Anda di halaman 1dari 10

HUSNA FAIDZI

20172024

1. KONSEP DASAR PENYAKIT

a.Pengertian

Pneumonia merupakan penyakit peradangan paru dan sistem pernafasan dimana alveoli
membengkak dan terjadi penimbunan cairan. Pneumonia dapat disebabkan oleh berbagai macam
faktor, meliputi infeksi bakteri, virus, jamur, atau parasit. Pneumonia juga dapat diakibatkan oleh
bahan kimia atau kerusakan fisik dari paru-paru, atau secara tak langsung dari penyakit lain
seperti kanker paru atau penyalahgunaan alkohol. Gejala khas pneumonia dapat berupa batuk
berdahak kemerahan serta lekosotosis, nyeri pleural, demam menggigil, sesak nafas atau
gabungan dari beberapa gejala tersebut. Serangan pada pneumonia biasanya tidak mendadak,
khususnya pada orang tua dan hasil dari foto thoraks dapat memberikan gambaran awal dari
pneumonia.

Pneumonia adalah peradangan pada satu atau kedua paru. Penyakit ini menyebabkan
penumpukan cairan atau nanah dalam kantong udara kecil di paru-paru (alveolus).Adanya cairan
atau nanah tersebut kemudian memicu gejala pneumonia berupa batuk berdahak, demam,
menggigil, dan kesulitan bernapas.

Pneumonia adalah peradangan akut pada parenkim paru, bronkiolus respiratorius dan alveoli,
menimbulkan konsolidasi jaringan paru sehingga dapat mengganggu pertukaran oksigen dan
karbon dioksida di paru-paru.3 Pada perkembangannya , berdasarkan tempat terjadinya infeksi,
dikenal dua bentuk pneumonia, yaitu pneumonia-masyarakat (community-acquired
pneumonia/CAP), apabila infeksinya terjadi di masyarakat; dan pneumonia-RS atau pneumonia
nosokomial (hospital-acquired pneumonia/HAP), bila infeksinya didapat di rumah sakit.
Pneumonia-masyarakat (community-acquired pneumonia) adalah pneumonia yang terjadi akibat
infeksi diluar rumah sakit , sedangkan pneumonia nosokomial adalah pneumonia yang terjadi
>48 jam atau lebih setelah dirawat di rumah sakit, baik di ruang rawat umum ataupun di ICU
tetapi tidak sedang menggunakan ventilator. Pneumonia berhubungan dengan penggunaan
ventilator (ventilator-acquired pneumonia/VAP) adalah pneumonia yang terjadi setelah 4872 jam
atau lebih setelah intubasi tracheal. Pneumonia yang didapat di pusat perawatan kesehatan
(healthcare-associated pneumonia) adalah pasien yangdirawat olehperawatan akut di rumah sakit
selama 2 hari atau lebih dalam waktu 90 hari dari proses infeksi, tinggal dirumah perawatan
(nursing home atau longterm care facility), mendapatkan antibiotik intravena, kemoterapi, atau
perawatan luka dalam waktu 30 hari proses infeksi ataupun datang ke klinik rumah sakit atau
klinik hemodialisa.
Hariadi (2010) membuat klasifikasi pneumonia berdasarkan klinis dan epidemilogi serta letak
anatomi.

a. Klasifikasi pneumonia berdasarkan klinis dan epidemiologi

1) Pneumonia Komunitas (PK) adalah pneumonia infeksius pada seseorang yang tidak menjalani
rawat inap di rumah sakit.

2) Pneumonia Nosokomial (PN) adalah pneumonia yang diperoleh selama perawatan di rumah
sakit atau sesudahnya karena penyakit lain atau prosedur.

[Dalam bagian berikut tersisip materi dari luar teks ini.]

Issue #437, opened 2016-01-06
enum type unicode error in py2


GTxx:
Hi, I have some enum type in Chinese. When I query enum value or tables using these enums, unicode encoding error raises.
```sql
my_db> select unnest(enum_range(NULL::"level"));
'ascii' codec can't decode byte 0xe5 in position 0: ordinal not in range(128) 
my_db> select * from book;
'ascii' codec can't decode byte 0xe5 in position 0: ordinal not in range(128) 
```

this is the error log:
```log
2016-01-06 09:50:27,348 (7938/MainThread) pgcli.main ERROR - sql: u'select unnest(enum_range(NULL::"level"));', error: UnicodeDecodeError('ascii', '大', 0, 1, 'ordinal not in range(128)')
2016-01-06 09:50:27,350 (7938/MainThread) pgcli.main ERROR - traceback: 'Traceback (most recent call last):
  File "/home/my_home/.pyenv/versions/work_env/lib/python2.7/site-packages/pgcli/main.py", line 306, in run_cli
    output, query = self._evaluate_command(document.text)
  File "/home/my_home/.pyenv/versions/work_env/lib/python2.7/site-packages/pgcli/main.py", line 453, in _evaluate_command
    self.pgspecial.expanded_output, max_width)
  File "/home/my_home/.pyenv/versions/work_env/lib/python2.7/site-packages/pgcli/main.py", line 615, in format_output
    missingval='<null>')
  File "/home/my_home/.pyenv/versions/work_env/lib/python2.7/site-packages/pgcli/packages/tabulate.py", line 889, in tabulate
    ['\t'.join(map(_text_type, row)) for row in list_of_lists])
UnicodeDecodeError: 'ascii' codec can't decode byte 0xe5 in position 0: ordinal not in range(128)
```
I think this might be similar with #426. In Python2, psycopg2 returns enum type as string object. So tabulate  fails encoding enum type value.

amjith:
Yes I think they are related. Can you try the latest version in master? 

You can install directly from master using `pip`. 

```
pip install https://github.com/dbcli/pgcli/archive/master.zip
```

GTxx:
Hi @amjith, latest version works for me. 
This issue is already discussed in #438. I think we can close this issue.

PR #438, opened 2016-01-06
convert enum type to unicode in tabulate. #437

GTxx:
I try to encode string  before it is passed to tabulate. It works for my issue.

### DIFF
--- a/pgcli/packages/tabulate.py
+++ b/pgcli/packages/tabulate.py
@@ -8,6 +8,7 @@ from collections import namedtuple
 from decimal import Decimal
 from platform import python_version_tuple
 from wcwidth import wcswidth
+from ..encodingutils import utf8tounicode
 import re
 
 
@@ -515,7 +516,7 @@ def _format(val, valtype, floatfmt, missingval=""):
         return "{0}".format(val)
     elif valtype is _binary_type:
         try:
-            return _text_type(val, "ascii")
+            return _text_type(val, "utf-8")
         except TypeError:
             return _text_type(val)
     elif valtype is float:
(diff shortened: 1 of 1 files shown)


amjith:
There are two ways to fix this. One we can register a type caster in psycopg2 to return us unicode values for enums instead of utf-8. Two we can do what you've done which is to handle it in tabulate. 

I've been resisting the urge to fix this issue in tabulate since we want psycopg2 to do the right thing. But I'm getting tired of playing whack a mole with psycopg2 and I think fixing it in tabulate is a much better option. 

@dbcli/pgcli-core Can you please share your thoughts?

amjith:
BTW, here's a way to reproduce the issue: 

```
CREATE TYPE mood AS ENUM ('sad', 'ok', 'happy', '日本語');
CREATE TABLE person (name TEXT, current_mood mood);
INSERT INTO person VALUES ('Moe', '日本語')
SELECT * FROM person;
```

I have a PR that registers a type caster for enum. https://github.com/dbcli/pgcli/pull/440

The question is should we register a type caster as done in PR #440 or should we use this PR to patch it in tabulate?

j-bennet:
@amjith I think that psycopg2 is the right place to fix this, because re-encoding every string in tabulate may affect performance. Why do you prefer the tabulate way?

amjith:
The reason for fixing it in tabulate would be, it'll be a blanket fix that'll handle all the datatypes. Right now we're adding special type casters for each datatype https://github.com/dbcli/pgcli/blob/master/pgcli/pgexecute.py#L16-L21.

3) Pneumonia aspirasi disebabkan oleh aspirasi oral atau bahan dari lambung, baik ketika makan
atau setelah muntah. Hasil inflamasi pada paru bukan merupakan infeksi tetapi dapat menjadi
infeksi karena bahan teraspirasi mungkin mengandung bakteri aerobic atau penyebab lain dari
pneumonia.

4) Pneumonia pada penderita immunocompromised adalah pneumonia yang terjadi pada


penderita yang mempunyai daya tahan tubuh lemah.

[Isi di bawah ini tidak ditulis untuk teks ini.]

PR #440, opened 2016-01-07
Register special type casters for enum types.

amjith:


j-bennet:
This needs a test case @amjith.

amjith:
I wasn't sure if we're going to merge this in or patch the issue in tabulate as done here #438. If we go with the other PR, we can add a test for it at that time.

amjith:
Closing this infavor of #438.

b. Klasifikasi pneumonia berdasarkan letak anatomi

1) Pneumonia lobaris

Pneumonia lobaris melibatkan seluruh atau satu bagian besar dari satu atau lebih lobus paru.
Bila kedua paru terkena, maka dikenal sebagai pneumonia bilateral atau “ganda”.

2) Pneumonia lobularis (bronkopneumonia)

Bronkopneumonia terjadi pada ujung akhir bronkiolus, yang tersumbat oleh eksudat
mukopurulen untuk membentuk bercak konsolidasi dalam lobus yang berada didekatnya.

3) Pneumonia interstisial

Proses implamasi yang terjadi di dalam dinding alveolar (interstisium) dan jaringan peribronkial
serta interlobular (Wong, 2004).

DARI JURNAL KESEHATAN KEMENKES RI, Poltekkes kemenkes Riau, karya tulis
ilmiah SLAMET SURYONO TAHUN 2020
b. Penyebab dan Faktor Pencetus

Sebagian besar pneumonia disebabkan oleh infeksi, akan tetapi dapat juga disebabkan oleh
bahan-bahan lain, sehingga dikenal:

1. Pneumonia terkait Lipid : oleh karena aspirasi minyak mineral.

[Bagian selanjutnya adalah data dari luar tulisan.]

PR #449, opened 2016-01-25
fix execute_from_file after #395

### LINKED ISSUE #443: \i: run() got an unexpected keyword argument 'on_error'
Hi,

I was testing a query using the \i option and I got this error. Using psql's \i option work as expected, so I guess this is an error somewhere in pgcli's code. Steps to reproduce:

## Create test database
```
_$: createdb -O myuser testdb
_$: psql -U myuser testdb
testdb=> CREATE table employee
testdb-> (
testdb(>   name character varying(32);
testdb(> );
```

## Insert test data
```
testdb=> INSERT INTO employee VALUES('John Doe');
```

## Create query file
```
_$: echo "SELECT count(*) FROM employee;" > /tmp/test.sql
```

2. Pneumonia terkait Kimiawi (chemical Pneumonitis) : Inhalasi bahan bahan organic atau uap
kimia seperti Berillium.

3. Extrinsic allergic alveolitis : inhalasi bahan-bahan debu yang mengandung allergen, seperti
spora aktinomisetis termofilik.

4. Pneumonia terkait obat : Nitrofurantoin, Busulfan, Metotreksat.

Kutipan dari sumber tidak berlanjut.